ISSUE 4.1
welcome
issue contents
contributors
interviews
our editors
The Fiction editors, Rappahannock Review: What writing strategies do you teach your English students? How, if at all, do you incorporate those in your own writing?
Beth Sherman: When I teach Creative Writing, I tell my students that crafting stories is similar to juggling several different elements at once – character, plot, dialogue, setting, temporality, etc. It’s difficult to do because most people tend to focus on one area, for example, dialogue, and they forget about everything else. The trick is to weave all these aspects of the story into a pattern, almost as if you’re stitching together a quilt. The best writers do this seamlessly; you’re not aware of it. For everyone else, it requires numerous drafts and constant attention to language, in other words, writing, re-writing, and then re-writing some more.
I sometimes get overly attached to the words I’ve typed on the screen. I don’t want to jettison them, even if doing so will benefit the story. So I created a file called “Overmatter” and I put phrases and whole paragraphs I’ve cut there; that way I feel like I haven’t lost them entirely.
RR: Both “Adephagia” and “The Blue Cup” deal with some very weighty topics (eating disorders and sexual assault). What draws you to write about these darker subjects?
BS: There has to be some kind of conflict in most stories, which propels the action and keeps the reader interested in what’s going to happen next. My conflict is usually generated from within by characters anxious about various unexpected and unwelcome events in their lives, situations they can’t control, circumstances they haven’t foreseen.
Sexual assault on college campuses is very much in the news today because of the so-called “rape culture” that is fueled by alcohol and is so pervasive across the country. I had read several accounts of young women being raped at private universities, where they were later ostracized and made to feel ashamed of coming forward. The young men who attacked them (many of whom were college athletes) ended up being protected by their college administrations. It got me thinking about the random nature of the assaults – how you could go to a party with friends, believing you were going to have fun and have your life changed inextricably forever.
The eating disorder story is part of a series I’m working on about mythology. For some people, food is an obsession and at its core, my work always involves people who are fixated on something, whether that involves love or family or work or an intangible desire that they want but can’t have.
RR: The reverse structure of “The Blue Cup” manages to capture both the horror and mundanity of the narrator’s experiences on the day that she was sexually assaulted. What inspired you to frame your story in this way?

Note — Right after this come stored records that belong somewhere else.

PR #153, opened 2023-11-16
fix: show yes no dropdown for yes no query

daywiss:
## motivation
there are some yes no query identifiers not showing the right  option selections in details page

## changes
this adds a simple yes/ no dropdown if it detects a yes no identifier


gsteenkamp89 (approved):
I don't have that much context here but this looks food to me

PR #154, opened 2023-12-04
replace unhelpful "cannot estimate gas" error message

gsteenkamp89:
closes #UMA-1934

## Motivation

Wagmi egnerally does a good enough job of parsing/decoding any revert or error messages that might be thrown while attempting to interact with a contract. But in some cases there is either no sighash or string associated with the revert and in those cases the provider throws an "Internal JSON RPC error" along with the stringified blob of transaction data. 

This is a huge chuck of text and is not helpful to the user since all it's saying it "Cannot estimate gas" because we the provider was unable to simulate the transaction successfully. 

In these cases we want to simply replace this chunk of text with a generic message like "Transaction Failed".


daywiss (approved):
thanks for looking into this

daywiss:
you need to run prettier to get ci to pass

PR #156, opened 2023-12-14
feat: allow commas in p0 & p1 res

gsteenkamp89:
The app now parses p1/p2 proposals (no p3) and shows a dropdown in this case.

## screenshots
Screenshot 2023-12-14 at 17 05 54


daywiss (approved):
thanks!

BS: I kept thinking about the fact that the unnamed narrator of the story didn’t know what was about to happen to her, how she probably went over the sequence of events in her head dozens of times, replaying it over and over again, hoping for a different outcome. I’ve read articles that said victims of sexual assault sometimes blame themselves erroneously for what has happened to them and I imagined this young woman thinking, “if only” I had gone to the movies instead of the party, “if only” I had talked to another guy instead of Jake, “if only” I had stayed home and finished my English paper, “if only” I hadn’t taken a drink from the blue cup. She did nothing wrong. But each random step she took brought her closer to being attacked. So I had the idea of telling the story backwards, for her to make sense of it and process it that way, ending with her waking up in bed, happy and content, like it was going to be the start of any other normal day.
RR: Both “Adephagia” and “The Blue Cup” deal with underlying issues of control and the loss thereof. Is this something that you have experienced in your own writing?
BS: Writing is about control, to a large extent. I always think of it as a balancing act between your creative right brain side and your more logical left brain side, which has to take all those craft elements I talked about before into consideration. I’m definitely more of a left brain person. I don’t like to get messy on the page. I’m always going back and re-reading my sentences, fixing things, editing. My background is in journalism, so I’m used to a good deal of structure in my writing. Sometimes I think I should be listening to my characters more instead of telling them what to do! That’s me wanting to drive the bus. But at the end of the day, it’s really a combination of the two. Someone famous (I forget who) once said that writing is like driving down a dark road with your low beams on. You can’t really see that far ahead of you and I suppose that’s true.
RR: You write in many different genres, such as poetry and mystery novels. What appeals to you about the short story form?
BS: The short story is actually my favorite genre. I love reading them and I love writing them. Because I don’t have all that much space, I can capture a moment in time or a quick snapshot of a character’s life much more easily and deftly than in a novel, which requires a greater investment. (Each of my novels took at least a year to write). Unlike a poem, I don’t have to worry about each word being absolutely gorgeous and meaningful. For me, the best short stories are like great cupcakes – quickly consumed, colorful, memorable, and satisfying.